■ **What is needed**:
What this exercise calls for is an exact copy of the data.

%%

PR #25099, opened 2017-12-28
Wall of Browser Bugs: position:sticky support landed in MS Edge

Herst:
Patch to remove it from "Most wanted features" now that `position: sticky` support is in Microsoft Edge 16.

~~(Also includes #24751.)~~

### DIFF
--- a/_data/browser-features.yml
+++ b/_data/browser-features.yml
@@ -22,16 +22,6 @@
   browser: >
     Edge
   summary: >
-    Implement [sticky positioning](http://html5please.com/#position:sticky) from CSS Positioned Layout Level 3
-  upstream_bug: >
-    UserVoice#6263621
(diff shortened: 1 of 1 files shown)


XhmikosR (changes requested):
I don't see why you include the other issue when it has its own PR. Please remove it from this PR.

Herst (commented):
I assumed the changes would be in the same file which is why I took the other PR as a basis.

Herst:
I assumed the changes would be in the same file which is why I took the other PR as a basis.

Herst:
OK, done.

BTW, I would be glad if #24751 got merged in before the final release (assuming there is still no further reaction from the Chromium team's side).

XhmikosR (approved):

%%

■ **Output below**:
PR #25099, opened 2017-12-28
Wall of Browser Bugs: position:sticky support landed in MS Edge

Herst:
Patch to remove it from "Most wanted features" now that `position: sticky` support is in Microsoft Edge 16.

~~(Also includes #24751.)~~

### DIFF
--- a/_data/browser-features.yml
+++ b/_data/browser-features.yml
@@ -22,16 +22,6 @@
   browser: >
     Edge
   summary: >
-    Implement [sticky positioning](http://html5please.com/#position:sticky) from CSS Positioned Layout Level 3
-  upstream_bug: >
-    UserVoice#6263621
(diff shortened: 1 of 1 files shown)


XhmikosR (changes requested):
I don't see why you include the other issue when it has its own PR. Please remove it from this PR.

Herst (commented):
I assumed the changes would be in the same file which is why I took the other PR as a basis.

Herst:
I assumed the changes would be in the same file which is why I took the other PR as a basis.

Herst:
OK, done.

BTW, I would be glad if #24751 got merged in before the final release (assuming there is still no further reaction from the Chromium team's side).

XhmikosR (approved):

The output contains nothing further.